*WHAT YOU HAVE TO DO*
Look through the entries below for the string "there", and copy each line where it is found.

*DATA TO PROCESS*
----
Issue #9689, opened 2023-06-29
[feature] remove hard-coded configs in KFP V2 launcher


thesuperzapper:
### Feature Area

/area backend

## Problem

Currently, we are hardcoding a few important configs in KFP V2's launcher and cache code.
This is making it difficult for distributions to support KFP v2 in a generic way.

__Launcher - The minio credentials secret is hard-coded as `mlpipeline-minio-artifact`:__

https://github.com/kubeflow/pipelines/blob/35f750703dcf4d1073a90708375459d1491085dd/backend/src/v2/objectstore/object_store.go#L292

__Launcher - The minio credentials secret keys are hard-coded as `accesskey` and `secretkey`:__

https://github.com/kubeflow/pipelines/blob/35f750703dcf4d1073a90708375459d1491085dd/backend/src/v2/objectstore/object_store.go#L324-L325

__Launcher - The minio endpoint is hard-coded as `minio-service.kubeflow:9000`:__

https://github.com/kubeflow/pipelines/blob/35f750703dcf4d1073a90708375459d1491085dd/backend/src/v2/objectstore/object_store.go#L291

__Cache - The `ml-pipeline` endpoint is hard-coded as `ml-pipeline.kubeflow:8887`:__

https://github.com/kubeflow/pipelines/blob/35f750703dcf4d1073a90708375459d1491085dd/backend/src/v2/cacheutils/cache.go#L26

## Solution

We want to allow the above configs to be changed from their defaults, preferably on a per-namespace basis.

I propose we add these configs to the `ConfigMap/kfp-launcher` which already exists in each profile namespace to set `defaultPipelineRoot`.

 For example, a new `ConfigMap/kfp-launcher` in a profile namespace might look like this:

```yaml
data:
  defaultPipelineRoot: "minio://mlpipeline/v2/artifacts"
 
  ## minio endpoint config
  minioEndpoint: "minio.example.com:9000"
 
  ## minio auth configs
  minioAuthSecret: "mlpipeline-minio-artifact"
  minioAuthSecretAccessKeyKey: "access_key"
  minioAuthSecretAccessKeyKey: "access_key"

  ## ml pipeline endpoint config
  mlPipelineEndpoint: "ml-pipeline.kubeflow:8887"
```

The question now becomes how to propagate these configs to the `kfp-launcher` container in each workflow Pod.
I think there are two options:

- OPTION 1: have the `kfp-launcher` container read the `ConfigMap/kfp-launcher`
[...]

PR #10319, opened 2023-12-14
feat(backend): preserve querystring in pipeline root (fixes #10318)

### LINKED ISSUE #10318: [backend] Query Strings in the Pipeline Root are ignored
To my understanding, using custom artifact stores in pipelines v2 requires configuring the pipelineRoot. 
According to the [blob documentation](https://gocloud.dev/howto/blob/#s3-compatible), an endpoint needs to be configured by using a queryString that gets appended to the pipelineRoot.

However, the kfp driver ignores query strings and assembles wrong bucket names. 

This issue effectively blocks using custom S3 artifact stores for pipelines v2.

### Environment

KFP 2.0.5.

### Steps to reproduce

Set a custom Pipeline Root, e.g. by setting the kfp-launcher's ConfigMap key `defaultPipelineRoot` to `s3://my-bucket/my-dir?endpoint=my.endpoint&s3ForcePathStyle=true`.

### Expected result

We'll see errors like 

> failed to execute component: Failed to open bucket "my-bucket": open bucket s3//my-bucket/my-dir?endpoint=my.endpoint&s3ForcePathStyle=true%2Fmy-task-name%2Fmy-artifact-name: invalid value for query parameter "s3ForcePathStyle": strconv.ParseBool: parsing true/my-task-name/my-artifact-name: invalid syntax

Also, after the driver has been executed, the wrongly concatenated pipelineRoot is visible in the workflow yaml.

---

TobiasGoerke:
The kfp-driver now recognizes query params and assembles bucket names correctly.

See #10318

### DIFF
--- a/backend/src/v2/driver/driver.go
+++ b/backend/src/v2/driver/driver.go
@@ -17,9 +17,7 @@ import (
 	"context"
 	"encoding/json"
 	"fmt"
-	"path"
 	"strconv"
-	"strings"
 	"time"
 
 	"github.com/golang/glog"
@@ -1062,8 +1060,9 @@ func provisionOutputs(pipelineRoot, taskName string, outputsSpec *pipelinespec.C
 		outputs.Artifacts[name] = &pipelinespec.ArtifactList{
 			Artifacts: []*pipelinespec.RuntimeArtifact{
 				{
-					// Split off any query strings first
-					Uri:      fmt.Sprintf("%s/%s", strings.TrimRight(strings.Split(pipelineRoot, "?")[0], "/"), path.Join(taskName, name)),
+					// Do not preserve the query string for output artifacts, as otherwise
+					// they'd appear in file and artifact names.
+					Uri:      metadata.GenerateOutputURI(pipelineRoot, []string{taskName, name}, false),
 					Type:     artifact.GetArtifactType(),
 					Metadata: artifact.GetMetadata(),
 				},
--- a/backend/src/v2/driver/driver.go
+++ b/backend/src/v2/driver/driver.go
@@ -17,9 +17,7 @@ import (
 	"context"
 	"encoding/json"
 	"fmt"
-	"path"
 	"strconv"
-	"strings"
 	"time"
 
 	"github.com/golang/glog"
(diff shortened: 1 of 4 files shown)


TobiasGoerke:
Using custom S3 endpoints now works for me. 

Ready for review!

Tomcli (commented):
/lgtm

TobiasGoerke:
Thanks @Tomcli.
I pushed another minor change, see [https://github.com/TobiasGoerke/pipelines/pull/1/files](https://github.com/TobiasGoerke/pipelines/pull/1/files).

This causes filenames to be stored without the query string and the artifacts in the pipeline yaml don't contain the connection string. 
It's more a cosmetic change but also lets the pipelines ui correctly download the artifacts.

backend/src/v2/driver/driver.go
```diff
@@ -1078,12 +1079,6 @@ func provisionOutputs(pipelineRoot, taskName string, outputsSpec *pipelinespec.C
 	return outputs
 }
 
-func generateOutputURI(root, artifactName string, taskName string) string {
-	// we cannot path.Join(root, taskName, artifactName), because root
```
Tomcli, line 1082: Since now you new function is similar to the old `generateOutputURI` function, it make sense to bring these comments to the changes you have at line 1065 or just update the `generateOutputURI` function.

Tomcli (commented):
thanks @TobiasGoerke 
/lgtm

thesuperzapper:
@chensun @Tomcli @connor-mccarthy is there any chance we can cut a 2.0.6 patch release that has this PR included?

It's pretty important, because external object stores can't be used with KFP v2 without query parameters (in the pipeline root URI).

This will be less important if we ever get https://github.com/kubeflow/pipelines/issues/9689 resolved, but that's a longer term fix.

TobiasGoerke:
----
*EXERCISE OUTPUT*
I think there are two options:
@chensun @Tomcli @connor-mccarthy is there any chance we can cut a 2.0.6 patch release that has this PR included?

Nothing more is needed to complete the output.